The point is, legal status is not the determining factor of whether alcohol or drugs are safe to use. These lessons in U.S. history teach us that safety and legality do not always go hand in hand. Because of this, understanding alcoholism and drug abuse is not a comparison of apples and oranges. Instead, it’s a comparison of chronic illnesses developed from illegal and legal substances. Both can produce negative side effects and have the potential for abuse.
Alcohol abuse can take place in various ways. For one out of every four U.S. adults, it means binge drinking at least once a month. This occurs when a person reaches a blood alcohol concentration (BAC) level of intoxication within two hours. But alcoholism is not limited just to binge drinking and reaching levels of intoxication. It can also speak to the issue of alcohol dependency. This can be seen in how widespread the use of alcohol is among various industries.
While alcoholics can fit some of the stereotypes we have in mind, the statistics show that alcohol abuse is a widespread problem that does not fit into a traditional box or demographic. While some alcoholics are among the homeless population in America, there are even working professionals who try to compartmentalize their addiction, trying to maintain an impossible double lie as a high-functioning alcoholic and a career professional.
Surprisingly, the same things can be said about drug abuse. Drug abuse data shows that the demographics are just as widespread as alcoholism. While the health risks of alcoholism and drug abuse might vary in intensity or in the short-term versus long-term, we can still say that addiction to either one is detrimental to our health and will become life-threatening if not treated. This does not mean that drug abuse is exactly the same as alcoholism, however. Issues of drug cutting and lacing due to the spread of the highly potent opioid fentanyl have made illicit drug use a necessary concern of overdose and fatalities.

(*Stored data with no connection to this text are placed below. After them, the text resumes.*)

PR #9609, opened 2026-07-20
feat(terminal): command autosuggest (history-based ghost-text)

Piya-Boy:
## Summary
- Fish/zsh-autosuggestions-style inline ghost-text command suggestions in terminal panes, sourced from this-session commands plus persisted per-worktree shell history (bash/zsh in v1).
- Accept with Right Arrow or End at end-of-line (real, user-rebindable keybinding via `terminal.acceptAutosuggest`).
- New Settings toggle `terminalAutosuggestEnabled` (default on).
- Works across both of the app's existing OSC133 delivery paths (main-authority facts for local/SSH PTYs, renderer byte-mode for remote-runtime PTYs), so it isn't limited to one host type by construction.
- Also adds a full Thai (th) UI locale (catalog translation + locale registration), and fills in previously-untranslated es/ja/ko/zh strings flagged in review.

Known, intentionally out-of-scope limitations for this PR (documented, not silently broken):
- WSL-via-daemon and full SSH persisted-history (remote HISTFILE write + read) are left as explicit follow-ups — direct-spawn WSL and local/daemon-hosted local are covered; SSH panes correctly fall back to session-only suggestions rather than misbehaving.
- Shell-native completion fallback (e.g. bash/zsh/fish/pwsh tab-completion) is a separate, larger follow-up ("sub-project 2" in the design doc), not part of this PR.

Design and implementation docs (spec, plan, and the full per-task review history) were produced during development but live under `docs/superpowers/` and `.superpowers/`, both gitignored in this repo, so they aren't part of this diff.

## Screenshots

No screenshot captured. Visual changes are: (1) an inline ghost-text suggestion rendered after the cursor on the current input line in a terminal pane, and (2) a new "Command Autosuggest" toggle in Settings → Terminal Behavior. Both are exercised by `TerminalAutosuggestOverlay.test.tsx` and `TerminalBehaviorSection.test.tsx`. Manual screenshot/recording is still recommended before merge (see Test plan).

## Test plan
- [x] Full existing test suite passes (32,452 passed; the only failures — 4 files / 5 tests — are pre-existing on `main` with zero relation to this branch's files, independently verified by running the same test files against a clean `main` worktree).
- [x] New unit tests across all new modules (prefix-match engine, OSC133 scanner extension, line tracker, history-source parsing, cell-position math, overlay component, keybinding policy, settings section) — TDD throughout.
- [x] `pnpm run typecheck` and `pnpm run lint` clean.
- [ ] Manual verification in a real terminal pane across bash/zsh/fish/pwsh and native/WSL/SSH hosts (recommended before merge, per the design doc's testing section).

## AI Review Report

Built via `superpowers:subagent-driven-development` — every task went through an independent implementer + reviewer pass, plus a final whole-branch review. Findings caught and fixed along the way:
- Candidate-ordering contract bug in the autosuggest engine (`candidates[0]` must be most recent; an early test had the convention backwards) — caught by the reviewer, fixed with a corrected test.
- `acceptAutosuggest` was checked via a hardcoded `event.key` comparison instead of the registered keybinding, so user rebinding silently had no effect — routed through `keybindingMatchesAction` instead, with a rebinding-proof test.
- `acceptAutosuggest` wasn't gated on `event.repeat`, risking double-insertion of the suggestion if a held key's repeat outran the PTY echo (worse over SSH latency) — fixed.
- Persisted history wasn't actually seeded for the default (daemon-spawned) local terminal path — the daemon `pty:spawn` handler never injected the per-worktree `HISTFILE` env var. Fixed at the source (`src/main/ipc/pty.ts`) rather than papering over it in the renderer.
- Cross-platform: keybinding resolution goes through the existing platform-aware `keybindingMatchesAction`/`KeybindingDefinition` machinery (no hardcoded `metaKey`), so Mac vs. Linux/Windows shortcut resolution is inherited rather than reimplemented. Shell-kind resolution (bash/zsh/fish/pwsh/cmd) and host type (native/WSL/SSH) are handled explicitly, with SSH intentionally falling back to session-only suggestions rather than guessing at a remote `HISTFILE`.

Separately, CodeRabbit's automated review on this PR flagged 3 real issues, all fixed with TDD (RED proving the bug, GREEN after the fix):
- `cellToPixelPosition` was missing a viewport-relative row subtraction, causing the overlay to render off-screen after scrolling past a couple thousand lines.
- `parseShellHistoryContent` split on `\n` only, leaving trailing `\r` from CRLF-terminated history files, which could cause accidental early command submission when a suggestion was accepted.
- The `readTerminalHistoryFile` IPC handler didn't validate that `wslDistro` was a string before use.
A 4th CodeRabbit flag (a `child_process.exec`-style static-analysis hit) was investigated and confirmed to be a false positive — the flagged line was `RegExp.prototype.exec()`, unrelated to process execution.

## Security Audit

- **IPC boundary**: `readTerminalHistoryFile` (`src/main/ipc/terminal-history-file.ts`) validates all arguments (including `wslDistro`, added after CodeRabbit's review) before touching the filesystem, and distinguishes ENOENT (return `null`) from real errors (throw) instead of swallowing failures silently. Covered by dedicated tests for both paths plus invalid-args (no filesystem touch).
- **Path/host handling**: per-worktree `HISTFILE` paths are derived via the existing `hashWorktreeId`/`historyFilename` scheme already used elsewhere in the codebase (`src/main/terminal-history.ts`), not newly invented, so worktree isolation guarantees are reused rather than re-implemented. SSH-connected panes are explicitly excluded from history seeding (gated on `!connectionId`) rather than attempting a same-process remote read.
- **No new command execution**: this feature only reads a local history file and matches strings client-side; it never constructs or executes a shell command based on suggestion content — accepting a suggestion sends the same bytes the pane would already accept as typed input.
- **No new secrets/dependency surface**: no new third-party dependencies were added; no credentials, tokens, or auth flows are touched.
- Follow-up (tracked, not blocking): full SSH persisted-history and WSL-via-daemon history seeding are out of scope for this PR (see Summary) — when implemented, they'll need the same per-host isolation review this PR gave the local/daemon path.

## Notes

- Feature is gated behind `terminalAutosuggestEnabled` (default on) in Settings, so it can be disabled without a rebuild if it misbehaves for a given shell/host combination.
- Platform-specific: shell-kind resolution and keybinding matching are handled through existing cross-platform utilities rather than new platform-specific branches; no `e.metaKey`/`e.ctrlKey` hardcoding was introduced.
- A real merge conflict with `main` (an independent comment-slimming refactor touching the same functions this PR extends) was resolved manually, keeping this PR's logic and adopting `main`'s shortened comment style where the conflict was purely cosmetic.
- Manual testing across bash/zsh/fish/pwsh and native/WSL/SSH hosts (the Test plan's unchecked item) is recommended before merge, since it's the one thing that can't be verified by the unit test suite alone.

## ELI5

Terminals show fish-style ghost-text suggestions from recent and saved shell history. Accept with Right Arrow or End at end-of-line; toggle the feature in Settings.


xtan9:
i18n locales are not translated.

Piya-Boy:
Fixed — all non-English locales (es, ja, ko, zh) now have real translations for the strings added by this PR, and I've added a full Thai (th) locale as well. Verified catalog parity across all 5 locales with `verify:localization-catalog`.

Piya-Boy:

Weighing the Combined Risks
Perhaps the most important thing to keep in mind when considering alcoholism and drug abuse is the added danger of mixing the two together. When any variety of drugs is mixed with alcohol, their combined effects become much more dangerous to the body. This is true for any drug, but it should be considered, especially with fentanyl, since almost all illicit drugs today can contain traces of it. When alcohol is mixed with fentanyl, which is already a dangerous opioid, it depresses the nervous system and slows down the heart rate and breathing rate to dangerous levels. Fatalities today are at a record high, and it’s hard to discount just how much this has to do with mixing already dangerous substances with alcohol.
This becomes a perfect storm with a wake of total devastation to friends and families left behind. While alcoholism and drug abuse are not synonyms, it is irresponsible to treat them as existing in two different universes. The results of each one include tragedy, discouraging statistics, and death. We don’t want to downplay their differences or generalize them inaccurately. But this also means recognizing something about both: Both addictions are avoidable, and both can be treated. If you or someone you know is struggling with alcohol or drug abuse, it is important to get professional help immediately.